Conclusion;Thus, the amplitude of the current from the source is found to be 0.15 A.

To determine

(c)

The equation which shows the variation of current with time.

Answer to Problem 69QAP

The current in the given circuit obeys the following equation:

  $i\left(t\right)=\left(0.15\text{ A}\right)\sin \left(1000\pi t-0.754\text{ rad}\right)$.

Explanation of Solution

Given:

  $\begin{array}{c}L=0.20\text{ H}\\ C=2.0\mu \text{F}=2.0\times {10}^{-6}\text{F}\\ R=500\Omega \\ f=\text{500 Hz}\\ i_0=0.15\text{ A}\end{array}$

The equation showing the variation of voltage with time

  $V\left(t\right)=\left(100\text{ V}\right)\sin \left(1000\pi t\right)$

Formula used:

The current in the circuit varies with time according to the equation:

  $i\left(t\right)=i_0\sin \left(1000\pi t+\varphi \right)$......(1)

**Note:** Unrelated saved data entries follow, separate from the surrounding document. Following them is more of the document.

PR #140, opened 2020-08-30
Use new Froala editor everywhere possible

pingzing:
Major changes:
 - All DB documents that have a body that was formerly stored in Quill Deltas now have a `usesFroala` boolean that determines whether or not their bodies are stored as Deltas or HTML. We can query the DB to see if anything is still `false` to see how the migration is going.
 - All the `new-etc` pages exclusively use the Froala editor and send up HTML. 
 - All the `edit-etc` pages set `usesFroala` on their respective work/blog/doc to `true`. If their current content is in Quill Deltas, it'll first parse out the rendered HTML, and send that up instead of the usual Deltas. 
 - All the viewing pages _should_ check the `usesFroala` flag to determine whether to use the quill viewer/editor, and will swap between them as needed.
 - All backend HTML sanitation is now handled by the Rust Ammonia crate.
 - Added a new `count_plaintext_words` to the `count_words` module, so we can count words of our new HTML-only formatted bodies.


Dockerfile
```diff
@@ -16,11 +16,9 @@ RUN apt-get update && apt-get install -y \
     yarn=1.22.1-1 \
     build-essential
 
-RUN yarn add --dev typescript@3.9.7 \
-    @angular/cli@10.0.4 \
+RUN yarn global add @angular/cli@10.0.4 \
```
pingzing, line 19: Adding the various CLIs locally-only seems to just plain not work. Global it is.

`wasm-pack` and `typescript` on the other hand, we can get away with as devDependencies.

native/html_sanitizer/src/lib.rs
```diff
@@ -0,0 +1,43 @@
...
+    .add_tag_attributes("div", &["style"])
+    .add_tag_attributes("p", &["style"])
+    .add_tag_attributes("a", &["style"])
+    .add_tag_attributes("h1", &["style"])
+    .add_tag_attributes("h2", &["style"])
+    .add_tag_attributes("h3", &["style"])
+    .add_tag_attributes("h4", &["style"])
+    .add_tag_attributes("h5", &["style"])
+    .add_tag_attributes("h6", &["style"])
+    .add_tag_attributes("img", &["style"])
```
pingzing, line 23: We can probably customize this a lot more. I predict we'll need to, in order to support the way Froala styles inline images.

native/word_counter/Cargo.toml
```diff
@@ -1,7 +1,7 @@
 [package]
 name = "word_counter"
-version = "0.1.0"
-authors = ["Alyx Mote <figments@outlook.com>"]
+version = "0.2.0"
+authors = ["Offprint Development Team"]
```
pingzing, line 4: Yay? Nay?

packages/client/src/app/components/froala-editor/froala-editor.component.ts
```diff
@@ -0,0 +1,90 @@
...
+        align: 'left',
+        buttonsVisible: 3
+      },
+      moreRich: {
+        buttons: ['insertHR', 'insertLink', 'insertImage', 'quote', 'clearFormatting'],
+        align: 'left',
+        buttonsVisible: 3,
+      },
+      moreMisc: {
+        buttons: ['undo', 'redo', 'fullscreen', 'html'],
```
pingzing, line 60: Warning: the `html` button allows users to toggle between the HTML and the WYSIWYG view. Dunno if we want that, but I turned it on for now, because it's probably better on than off while we're in Alpha.

Figments (approved):

PR #148, opened 2020-09-02
Feature/new editor

Figments:
We're switching to CKEditor 5


packages/client/src/app/components/new-editor/new-editor.component.ts
```diff
@@ -0,0 +1,67 @@
...
+          items: [ 'insertimageviaurl' ]
+        }
+      }
+    }
+  };
+
+  pasteBeforeCleanup(pastedHtml: string): string {
+    // Strip out spurious newline characters. <br> or bust, baby
+    return pastedHtml.replace(/(?:\r\n|\r|\n)/g, '');
+  }
```
pingzing, line 49: We can get rid of this, it looks like CKEditor does it on its own.

pingzing (changes requested):

packages/client/src/app/components/new-editor/new-editor.component.ts
Figments: got it! will change it in master

PR #153, opened 2020-09-03
Make deployments work again

pingzing:
The only "big" change is that this makes the backend go back to serving static files out of the `static` folder underneath it. The deployment process puts the frontend in the `static` folder, and bob's yer uncle. More comments inline on individual files.


.azure-pipelines/azure-pipelines-backend.yml
```diff
@@ -3,43 +3,95 @@ trigger:
...
+  # This is included in package.json, but only under devDependencies, so this (production!) build won't see it.
+  # As a workaround, install it globally
+  - script: yarn global add wasm-pack
+    displayName: 'Install wasm-pack'
+
+  - task: Cache@2
+    inputs:
+      # Cache the tarred node_modules.xz file.
+      # Note that the cache key is the hash of of yarn.lock. If the lockfile changes, the cache gets invalidated.
+      key: 'v2 | yarn | "$(Agent.OS)" | $(Build.SourcesDirectory)/yarn.lock'
```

The phase angle is given by the expression,

  $\varphi =\arctan \left[\frac{1}{R}\left(\frac{1}{2\pi fC}-2\pi fL\right)\right]$......(2)

Calculation:

Calculate the phase angle between current and voltage by substituting the values of the variables in equation (2).

  $\begin{array}{c}\varphi =\arctan \left[\frac{1}{R}\left(\frac{1}{2\pi fC}-2\pi fL\right)\right]\\ =\arctan \left[\frac{1}{\left(500\Omega \right)}\left(\frac{1}{2\left(3.14\right)\left(\text{500 Hz}\right)\left(2.0\times {10}^{-6}\text{F}\right)}-2\left(3.14\right)\left(\text{500 Hz}\right)\left(0.20\text{ H}\right)\right)\right]\\ =\arctan \left(\frac{-469\Omega }{500\Omega }\right)\\ =-43.2°\end{array}$

Express the angle in radians.

  $\begin{array}{c}\varphi =\left(-43.2°\right)\left(\frac{\pi \text{ rad}}{180°}\right)\\ =\frac{-43.2°\times 3.14\text{ rad}}{180°}\\ =-0.754\text{ rad}\end{array}$

Substitute the value of $i_0$ and $\varphi$ in equation (1).

  $\begin{array}{c}i\left(t\right)=i_0\sin \left(1000\pi t+\varphi \right)\\ =\left(0.15\text{ A}\right)\sin \left(1000\pi t-0.754\text{ rad}\right)\end{array}$

Conclusion:

Thus the current in the given circuit obeys the following equation:

  $i\left(t\right)=\left(0.15\text{ A}\right)\sin \left(1000\pi t-0.754\text{ rad}\right)$.